Excise on petrol, diesel cut by ₹10/litre to help oil firms; no change in prices for consumers

Excise on petrol, diesel cut by ₹10/litre to help oil firms; no change in prices for consumers


Long queues seen before petrol pumps in Belagavi. File

Long queues seen before petrol pumps in Belagavi. File
| Photo Credit: The Hindu

The Union government on Thursday reduced the Special Additional Excise Duty (SAED) on petrol and diesel by ₹10 per litre each, effectively bringong the duty on diesel to zero and on petrol to ₹3/litre. The move will not, however, translate into lower fuel prices for consumers.

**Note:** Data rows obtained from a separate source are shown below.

PR #1531, opened 2020-09-03
Add support for loading ZRA compressed NCAs

Xpl0itR:
This PR adds support for loading NCA files that have been compressed using the [ZStandard Random Access (ZRA)](https://github.com/zraorg/ZRA) compression format. The [ZRA.NET](https://github.com/zraorg/ZRA.NET) library is used for decompression.

| Original | Compressed |
|-|-|
| NCA | ZCA |
| NSP | ZSP |
| XCI | ZCI |

- ZCA is a plaintext NCA compressed using ZRA. It also contains a ZCA Header which is located in the ZRA Metadata Section. Parsing this header is not *required* for decompression/re-encryption and can be ignored in most cases, however compressors should still generate this header.
- ZSP/ZCI files are functionally identical to NSP/XCI files, but have been renamed to signify they contain ZCA files.

#### ZCA Header
| Offset | Size | Description |
|-|-|-|
| 0x0 | 0x4 | "ZCA0" Magic (ASCII) |
| 0x4 | 0x1 | Section Count |
| 0x5 | 0x19 * Section Count | [Section Info](#section-info) Array |

##### Section Info
| Offset | Size | Description |
|-|-|-|
| 0x0 | 0x8 | Offset (Int64) |
| 0x8 | 0x8 | Size (Int64) |
| 0x10 | 0x1 | Encryption Type |
| 0x11 | 0x8 | AES Counter (UInt64) |

### Notes
- The ZRA compression format isn't final, it should also be reviewed
- Before merging leave a comment so we can increment version numbers in both ZRA and ZRA.NET
- In-emulator compression will be added soon in a later PR
- Tool for compressing/decompression can be found [here](https://github.com/Xpl0itR/ZcaTool) (bare in mind that this tool was hastily written)

***
#### How is this done?
ZSTD has the concept of a [Frame](https://github.com/facebook/zstd/blob/dev/doc/zstd_compression_format.md#frames) which can be decompressed independently from the rest of the file. A ZSTD archive is made of multiple concatenated frames which are decompressed one after another.  

We exploit that fact to break the file into uniformly sized frames (`Frame Size`) and creating a seek-table which contains the offset of each frame within in the file which can be indexed by simply dividing the offset by the frame size.  

#### Header
We store data that's required for decompression or other functionality inside an archive header, that contains the following:  
* **ZSTD Skippable Frame** - The entire header is inside a ZSTD Skippable Frame so that ZRA is fully compatible with any regular ZSTD decompressor
* **CRC-32 Hash** - A CRC-32 hash of the entire header to ensure integrity of the file is always preserved 
* **Metadata Section** - A section where data which might be used by a ZRA decompressor on the other side but not a part of the archive's contents itself
* **Seek-Table** - A table with 40-bit entries containing the offset of individual frames


Ryujinx.HLE/HOS/ApplicationLoader.cs
```diff
@@ -238,11 +243,15 @@ private void LoadNca(Nca mainNca, Nca patchNca, Nca controlNca)
 
                     _fileSystem.ImportTickets(nsp);
 
-                    foreach (DirectoryEntryEx fileEntry in nsp.EnumerateEntries("/", "*.nca"))
+                    foreach (DirectoryEntryEx fileEntry in nsp.EnumerateEntries("/", "*.*ca"))
```
bylaws, line 246: Is using a wildcard here the best idea? A '.rca' would still get treated as a normal nca.

Ryujinx/Ui/ApplicationLibrary.cs
```diff
@@ -630,13 +667,17 @@ private static bool IsUpdateApplied(string titleId, out string version)
 
                     _virtualFileSystem.ImportTickets(nsp);
 
-                    foreach (DirectoryEntryEx fileEntry in nsp.EnumerateEntries("/", "*.nca"))
+                    foreach (DirectoryEntryEx fileEntry in nsp.EnumerateEntries("/", "*.*ca"))
```
bylaws, line 670: Same as above

nicoboss:
ZRA sounds very interesting. What are the advantages over the block compressed NSZ/XCZ files that also offer random read access and even uses the same zStandard compression algorithm? Block compressed NSZ/XCZ even allows the user to trade of between compression ratio and access time by specifying the block size and stores uncompressible blocks in plain text. I don't see why we should introduce another file format if there is already a well-established by multiple tools and homebrew supported file format for this exact purpose. If you decide to use block compressed NSZ instead take a look at https://github.com/nicoboss/nsz/blob/master/nsz/BlockDecompressorReader.py and https://github.com/nicoboss/nsz/blob/master/nsz/IndependentNczDecompressor.py - it’s really easy to implement. It also has the advantage that you would only have to make a decompressor as my NSZ tool can already compress them and even offers great user experience as it contains booth a CLI and GUI. It’s 392 commits and a year of development ahead of every new file format. If there are any issues with the block compressed NSZ file format just let me know as I’m willing to modify it in order to fit your needs. Also feel free to contact me if you have any questions how it works and how to implement it. If you really want to stick with your ZRA file format I will replace my block compressed NSZ format with it but it's really annoying that we now switched from NSPZ to NSZ to ZRA all offering the same exact thing with the same compression algorithm.

nicoboss:
How does your file format decrypt the NCA files before compression and is a conversion from ZRA back to the original NCA possible?

NSZP decrypted everything including the NCA header without storing any clues how to re-encrypt it as everything needed can be derived from the Ticket and NCA header. This turned out to be too complicated for most developers. NSZ was made with simplicity in mind and is basically a heavily simplified version of NSPZ. In NSZ the first 0x4000 bytes of every NCA are copied over (independently where the first sector starts). There a header is inserted containing information how to re-encrypt the following data. Afterwards there is a seek-table required for mapping read access from the original offsets to the proper block allowing random read access on compressed data. The remaining of the file are just zStandard compressed blocks of decrypted data mixed with some plain text blocks of uncompressible data on where compression would increase the file size. By default, zStandard level 18 and a block size of 1 MB is used however the user can easily change this. Multithreaded compression and decompression are supported as all blocks are independent. Compared to solid compression only 2 – 6% of compression ratio is lost.

emmauss:
ZRA is a compression format. there is no tampering with the compressed data. Decompression will produce data that's bit-identical to the original

Xpl0itR:
> How does your file format decrypt the NCA files before compression and is a conversion from ZRA back to the original NCA possible?

LibHac is used to convert an NCA to plaintext before compression and used to convert the plaintext back into a bit-identical encrypted NCA after full decompression.

bylaws:
Even without libhac decrypting an NCA is super simple with a tiny bit of parsing taking into account the header and section offsets, encryption is just the same

nicoboss:
That's really nice. ZRA didn't exist by the time NSZP or NSZ got developed and so was never considered. Awesome we now have --plaintext and --ciphertext in LibHac. Just tested them out and they indeed decrypt/encrypt the whole NCA file bit-identical. I might add support for this file format to my NSZ tool if this makes it into Ryujinx/Yuzu and gains some popularity however I will also keep block compressed NSZ/XCZ as it’s already widely used and I can just make them mountable as NSP so they are compatible with any application only supporting NSP. Unlike for ZStandard there is no Python binding for ZRA so I would have to write my own first.
It would be nice if you could add offset, size, cryptoType, cryptoKey and cryptoCounter for every section into the ZRA "Metadata Section" so that information doesn't need to be phrased from the NCA Header and Ticket so it's easier for developers to switch from NSZ to ZRA. But I agree that even without that information it wouldn't be hard to obtain them otherwise.

blawar:
> Hi,
> Was discussing with @pixelylon (the ZRA author) and he wondered whether there was reason for NSZ using the ZSTD block level API over the frame level API? Frames represent an atomic unit of decompressable data and their block contents is automatically chosen to best fit the data being compressed by ZSTD. With the block level API multiple blocks may have to be read to decompress just a single block based on the compressed data, this uncertainty is not exactly great for emulators. Since each frame is individual the frame size set in ZRA ends up being the exact amount of data that is read to access any part of a file.
> 
> To help with emulation and large block sizes we plan on implementing a frame cache some time, normally a large block size would result in the performance of sequential access degrading from decompressing the same frame multiple times but a frame cache would mitigate that by caching the last frames used in ram for quick access.

block level is simpler, easier to implement, and allows the format to support mixed compression algo's (it currently supports zstd and plaintext).  Frame level could have been added to this by adding more complexity to the format, however there is no benefit (as outlined below) and it hurts simplicity.

frame level likely has some advantages were small chunk sizes and resource constrained devices like embedded microcontrollers, however the target platform of NSZ is PC's and a nintendo switch which would show much better performance with large chunk sizes, therefore any inherent performance differences should be negligible.

wrt caching, its basically the same whether you cache a block or a frame, though I would discourage both.   I would recommend you cache the deflated data as the target platforms are not memory bound and you would be sacrificing CPU.

bylaws:
> > Hi,
> > Was discussing with @pixelylon (the ZRA author) and he wondered whether there was reason for NSZ using the ZSTD block level API over the frame level API? Frames represent an atomic unit of decompressable data and their block contents is automatically chosen to best fit the data being compressed by ZSTD. With the block level API multiple blocks may have to be read to decompress just a single block based on the compressed data, this uncertainty is not exactly great for emulators. Since each frame is individual the frame size set in ZRA ends up being the exact amount of data that is read to access any part of a file.
> > 
> > To help with emulation and large block sizes we plan on implementing a frame cache some time, normally a large block size would result in the performance of sequential access degrading from decompressing the same frame multiple times but a frame cache would mitigate that by caching the last frames used in ram for quick access.
> 
> block level is simpler, easier to implement, and allows the format to support mixed compression algo's (it currently supports zstd and plaintext).  Frame level could have been added to this by adding more complexity to the format, however there is no benefit (as outlined below) and it hurts simplicity.
> 
> frame level likely has some advantages were small chunk sizes and resource constrained devices like embedded microcontrollers, however the target platform of NSZ is PC's and a nintendo switch which would show much better performance with large chunk sizes, therefore any inherent performance differences should be negligible.
> 
> wrt caching, its basically the same whether you cache a block or a frame, though I would discourage both.   I would recommend you cache the deflated data as the target platforms are not memory bound and you would be sacrificing CPU.
> 
> edit: And to go back to the simplicity thing:  the best format in the world is useless if it is too complex for others to implement.  ZRA is too complex to be widely used outside of this project, because it leverages libhac to parse and do all of the heavy lifting.  libhac is c#, and no other such library exists for any other language.  NSZ does not have this issue and can be easily used across languages and applications.
> 
> That helper table in the NSZ header (that I have noticed most people do not understand) is indeed redundant, all of its info can be  derived from the NCA itself.  It exists to spare developers who want to use the format from having to re-implement half of FS to restore the original NCA.  All of the info needed to restore it is located in that redundant header.  This header is of no use for emulators and can be safely ignored when used in emulator applications, however NSZ was designed to be easily used in as many applications as possible.  It was not intended to be an adhoc format for a specific application.

I think you misunderstand ZRA and ZCA, the core library implemented in C++ and isn't tied to libhac at all, bindings can easily be written for any language. Having a unified core library also simplifies updates to the format greatly and reduces the chance of bugs as well as making implementation much easier (check out the C/C++ API). Decrypting the NCA and packing it into a ZCA is simple for the target audience of emulators, the VFS frameworks in Yuzu, Ryu, Skyline etc all can easily support it. ZRA itself is also designed to be multi purpose, it makes use of a metadata section to support specialisation and the core library has nothing switch specific. 

Regarding compression algorithms, ZSTD automatically decides the types of blocks that should make up a  frame based on the compressed data, check the ZSTD manual for more info on that.

Also yes, caching a frame of decompressed data was what I was referring to, anything else would be silly.

blawar:
> I think you misunderstand ZRA and ZCA, the core library implemented in C++ and isn't tied to libhac at all, bindings can easily be written for any language. Having a unified core library also simplifies updates to the format greatly and reduces the chance of bugs as well as making implementation much easier (check out the C/C++ API). Decrypting the NCA and packing it into a ZCA is simple for the target audience of emulators, the VFS frameworks in Yuzu, Ryu, Skyline etc all can easily support it. ZRA itself is also designed to be multi purpose, it makes use of a metadata section to support specialisation and the core library has nothing switch specific.
> 
> Regarding compression algorithms, ZSTD automatically decides the types of blocks that should make up a frame based on the compressed data, check the ZSTD manual for more info on that.
> 
> Also yes, caching a frame of decompressed data was what I was referring to, anything else would be silly.

Greetings @bylaws ,

I do not believe there is a misunderstanding, allow me to elaborate.  I understand that ZCA simply decompresses to a plain-text NCA that ryujinx then loads as is--that's it for loading.  However, this fails to take into account non-ryujinx applications wanting to use the format who do need to convert it to the original NCA format.

ZRA appears to be very adhoc for ryujinx's needs, whereas NSZ was designed to be more general purpose.  Overall, it is better for the scene to have a single unified format imo.  NSZ already has an established set of tools as well.

bylaws:
> 
> Greetings @bylaws ,
> 
> I do not believe there is a misunderstanding, allow me to elaborate.  I understand that ZCA simply decompresses to a plain-text NCA that ryujinx then loads as is--that's it for loading.  However, this fails to take into account non-ryujinx applications wanting to use the format who do need to convert it to the original NCA format.
> 
> ZRA appears to be very adhoc for ryujinx's needs, whereas NSZ was designed to be more general purpose.  Overall, it is better for the scene to have a single unified format imo.  NSZ already has an established set of tools as well.

Why exactly is this ad-hoc for Ryujinx? Surely it makes sense for a compression format to spit out exactly what was fed into it. Unless you want forced re-encryption or something which would be kinda silly and would just waste pointless CPU time when everything that deals with encrypted ncas can be accept decrypted ncas with like 2 simple code changes. What applications do you speak of where this would be difficult? I am fairly certain this won't be an issue at all for any emulators.

blawar:
> Why exactly is this ad-hoc for Ryujinx? Surely it makes sense for a compression format to spit out exactly what was fed into it. Unless you want forced re-encryption or something which would be kinda silly and would just waste pointless CPU time when everything that deals with encrypted ncas can be accept decrypted ncas with like 2 simple code changes. What applications do you speak of where this would be difficult? I am fairly certain this won't be an issue at all for any emulators.

Because ZCA only supports easy decompression to a dirty format (plaintext) whose only use case (that I am aware of) is emulators.  Anything else (which is every other application I can think of) requires more, that cannot be done easily with ZCA.  

I am not advocating for forced re-encryption, NSZ works just fine working with the decompressed plaintext.  I am just saying there needs to be an easy way to re-encrypt for other applications that require such functionality.

The Ryujinx fork I made with NSZ support was accomplished by creating a custom stream class for NCZ, spoofing the plaintext byte in the NCA header to be set, then returning plaintext in the read through the implemented Read() function.  It completely ignores the encryption header in the NSZ header because it is not needed for emulators use case, but other applications  *do* use it.

bylaws:
> 
> Because ZCA only supports easy decompression to a dirty format (plaintext) whose only use case (that I am aware of) is emulators.  Anything else (which is every other application I can think of) requires more, that cannot be done easily with ZCA.  
What applications are these? All I can think of is hactool, nstool etc and they can all easily change a few lines to just not expect an encrypted NCA. I'm fairly sure hactool already has support even.
And re-encryption isn't difficult, it's just a case of reading in the header, caching it, then encrypting the header/content with the values for the cached header,if we take into account Nico's suggestion of putting re-encryption info in the metadata section it becomes even easier.
> 
> I am not advocating for forced re-encryption, NSZ works just fine working with the decompressed plaintext.  I am just saying there needs to be an easy way to re-encrypt for other applications that require such functionality.
See above, re-encryption isn't hard, and what apps need the encrypted NCA anyhow?
> 
> The Ryujinx fork I made with NSZ support was accomplished by creating a custom stream class for NCZ, spoofing the plaintext byte in the NCA header to be set, then returning plaintext in the read through the implemented Read() function.  It completely ignores the encryption header in the NSZ header because it is not needed for emulators use case, but other applications  *do* use it.
Such as?
> 
>

blawar:
> What applications are these? All I can think of is hactool, nstool etc and they can all easily change a few lines to just not expect an encrypted NCA. I'm fairly sure hactool already has support even.
And re-encryption isn't difficult, it's just a case of reading in the header, caching it, then encrypting the header/content with the values for the cached header,if we take into account Nico's suggestion of putting re-encryption info in the metadata section it becomes even easier.

It is no where near as simple to re-encrypt.  And it is *definitely* not a matter of caching some headers--you have to fully parse the NCA which is non-trivial.  I have personally wrote libraries to do this stuff twice in two different languages.  The only reason ZCA appears to be simple is because it leverages libhac which does all of the heavy lifting (it is a great library).  Unfortunately no one I can think of uses C# except ryujinx and switch backup manager.  Anyone else trying to implement ZSP outside of C# and emulators is going to have a bad time.

> what apps need the encrypted NCA anyhow?

Applications that manage and manipulate NSP like files.  Applications that convert between the formats, verify files, or extract metadata from the files, or want to install unmodified files.

Some examples include:

Nut, SAK, XCI Explorer, NSCB, Nicoboss's NSZ tool, quite a few private tools which cannot be mentioned here, Switch Backup Manager (possibly, not sure what all it supports), and every homebrew app on the switch that interacts with NSP files.

bylaws:
> And re-encryption isn't difficult, it's just a case of reading in the header, caching it, then encrypting the header/content with the values for the cached header,if we take into account Nico's suggestion of putting re-encryption info in the metadata section it becomes even easier.
> 
> It is no where near as simple to re-encrypt.  And it is *definitely* not a matter of caching some headers--you have to fully parse the NCA which is non-trivial.  I have personally wrote libraries to do this stuff twice in two different languages.  The only reason ZCA appears to be simple is because it leverages libhac which does all of the heavy lifting (it is a great library).  Unfortunately no one I can think of uses C# except ryujinx and switch backup manager.  Anyone else trying to implement ZSP outside of C# and emulators is going to have a bad time.

Having written the VFS for Skyline (c++) I fail to see how parsing the NCA header is really that hard, there isn't too much that needs to be done. And yeah, I fail to see how this will be an issue at all if we include extra info on the metadata section as suggested by Nico which would make it just as simple as NSZ or whatever.

> 
> > what apps need the encrypted NCA anyhow?
> 
> Applications that manage and manipulate NSP like files.  Applications that convert between the formats, verify files, or extract metadata from the files, or want to install unmodified files.


Extracting metadata and converting between formats can both be done simply without re-encryption, for verification you are correct though - this shouldn't be an issue as re-encryption isn't that difficult.

Title installation is entirely out of the scope of the format, we cater to emulators, game RE tools, etc: not glorified piracy tools.

> 
> Some examples include:
> 
> Nut, SAK, XCI Explorer, NSCB, Nicoboss's NSZ tool, quite a few private tools which cannot be mentioned here, Switch Backup Manager (possibly, not sure what all it supports), and every homebrew app on the switch that interacts with NSP files

SAK and XCI Explorer could both easily be modified to support decrypted files from a brief look at them.  The others I suppose would all need re-encryption, but as previously stated that isn't too hard, especially with Nico's suggestions.

blawar:
> Having written the VFS for Skyline (c++) I fail to see how parsing the NCA header is really that hard

I never said it was hard, just non-trivial.  It is too much to ask third party developers to parse those nintendo formats when simply adding the info to the meta would suffice.

No one creates plaintext NSP's, therefore converting between the formats requires re-encryption.  No one uses plain text except ZCA.

I understand that title installer's are outside of the scope of this project, and that was my point about this format being an adhoc format disregarding the use of other applications.

You are right, with NICO's suggestion it is easy.  But at this point, you basically have a blocked NSZ format, and the formats were fragmented the scene for no valid reason other than to be different.

bylaws:
> > Having written the VFS for Skyline (c++) I fail to see how parsing the NCA header is really that hard
> 
> I never said it was hard, just non-trivial.  It is too much to ask third party developers to parse those nintendo formats when simply adding the info to the meta would suffice.

I've mentioned that we'll probably be doing this.

> 
> No one creates plaintext NSP's, therefore converting between the formats requires re-encryption.  No one uses plain text except ZCA.
> 
> I understand that title installer's are outside of the scope of this project, and that was my point about this format being an adhoc format disregarding the use of other applications.
> 
> You are right, with NICO's suggestion it is easy.  But at this point, you basically have a blocked NSZ format, and the formats were fragmented the scene for no valid reason other than to be different.

Not really, see mine and xploiter's earlier posts about the benefit this format provides over nsz.

Feel free to ask mark for any details about the exact design of the format too.

blawar:
> Not really, see mine and xploiter's earlier posts about the benefit this format provides over nsz.

I already negated those benefits, to my earlier reply.  I know you think frame level is advantageous over block level, however it is not.  I've personally done a lot of testing and benchmarking on this.  There is no difference when the chunk size is large enough, and block is simpler to implement.

emmauss:
Please, move any discussion to the discord server. This pr is for reviewing the related feature for ryujinx.

bylaws:
I personally still think it's worth doing format review here, it helps to index all the different comments on possible changes to the format etc

jduncanator:
Why was all the discussion surrounding the merits of each format deleted? To me that seems incredibly on-topic to this discussion, as the merits of each format should be discussed before committing to a specific format.

Ryujinx.HLE/HOS/ApplicationLoader.cs
jduncanator: You can use `nsp.EnumerateEntries("/", "*.nca").Concat(nsp.EnumerateEntries("/", "*.zca"))` instead, preferably broken out onto another line.

user18081972:
> Why was all the discussion surrounding the merits of each format deleted? To me that seems incredibly on-topic to this discussion, as the merits of each format should be discussed before committing to a specific format.

@jduncanator The truth is as follow:
- marysaka is transgender. 
- blawar started the NSZ compression format development. 
- blawar has outed criticism on the LGBT "community".
- marysaka now refuses to support a compression format that is widely adopted and would make Ryujinx a better application. 

They claim the reason for not supporting NSZ is as follows:
image

Which is obviously not true if you take all of the above into account.

GamerzHell9137:
> > Why was all the discussion surrounding the merits of each format deleted? To me that seems incredibly on-topic to this discussion, as the merits of each format should be discussed before committing to a specific format.
> 
> @jduncanator The truth is as follow:
> 
>     * marysaka is transgender.
> 
>     * blawar started the NSZ compression format development.
> 
>     * blawar has outed criticism on the LGBT "community".
> 
>     * marysaka now refuses to support a compression format that is widely adopted and would make Ryujinx a better application.
> 
> 
> They claim the reason for not supporting NSZ is as follows: image
> 
> Which is obviously just an excuse if you take all of the above into account. just replace "pirates" with "transphobes" and the above image shows what marysaka really meant.

Maam, this is a wendy's.

marysaka:
@user18081972

1. no emulator currently support that format.
2. no one in the hacking scene support it apart from pirates.

A compressed format could be doable for archiving purpose, but we aren't going to support a format that is so far not the norm among our peers.

gdkchan:
NCAs already have compression support, so it seems better to just use that to compress the data on games that are not natively compressed rather than developing a new format for compression.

Instead, the government said the duty cut — implemented through a notification by the Ministry of Finance — was aimed at reducing the fiscal hit that oil marketing companies are absorbing due to high and rising oil prices.

Significant fiscal impact

In response to a question from The Hindu at an inter-ministerial press briefing, Chairman of the Central Board of Indirect Taxes and Customs (CBIC) Vivek Chaturvedi said that the reduction in excise duty is expected to cost the exchequer ₹7,000 crore over the next fifteen days.

“The excise reduction is not being passed on as a price cut at the pump,” the Ministry of Petroleum and Natural Gas said in a statement issued following the notification. “Instead, it directly reduces the under-recoveries being absorbed by public sector oil marketing companies (OMCs) — IOCL, BPCL, HPCL — who have continued to supply fuel to Indian consumers at prices well below their cost of supply.”

At the same time, the government hiked the export duties on diesel to ₹21.5 per litre, and on ATF to ₹29.5 per litre. Mr. Chaturvedi said the government expects to add ₹1,500 crore to the exchequer through these hikes, which would mitigate some of the impact of the excise duty cuts on domestic petrol and diesel. The net charge on Central revenues from all the changes will be ₹5,500 crore over 15 days, he added.

Unpredictable situation

The CBIC will review these rates on a fortnightly basis, based on import trends and observed revenue implications.

“The situation is dynamic; it is not business as usual where there is a certain predictability,” Mr. Chaturvedi said. “Any implication on that [revenues] will have to factor in the actual supplies of goods coming into the country. Even within a limited period of fortnight, the department will also have to look at supplies before coming up with a realistic implication as far the revenue is concerned.”

The West Asian conflict’s impact on the seaborne energy trade had pushed Brent crude futures to more than $111 per barrel on Friday evening.

‘No lockdown planned’

Union Petroleum Minister Hardeep Singh Puri shut down rumours about a potential lockdown due to the fuel crisis as “completely false”. In a social media post, he said: “Let me state this clearly, there is no such proposal under consideration by the Government of India,” he wrote.

He noted that the government has taken a huge hit on taxation revenues through the excise duty reduction. There is little clarity, however, on the quantum of losses faced by state-run OMCs. According to Mr. Puri, at the current international prices of crude, OMC losses stand at approximately ₹24 per litre for petrol and ₹30 a litre for diesel.

According to his Ministry’s statement later in the day, however, OMCs face under recoveries of about ₹26 for every litre of petrol and ₹81.90 per litre of diesel, adding that this works out to about ₹2,400 crore of under recoveries being absorbed by the OMCs every day.

Private OMCs start passing the buck

While public sector OMCs are currently holding fuel prices level despite the spiralling global prices, some private firms are beginning to pass on their higher input costs to consumers.

On Thursday (March 26, 2026), privately-owned refiner Nayara Energy increased petrol prices by ₹3 per litre, and by ₹5 per litre of diesel, citing the “unprecedented challenges in the industry, impacting several aspects of fuel disruption and availability”.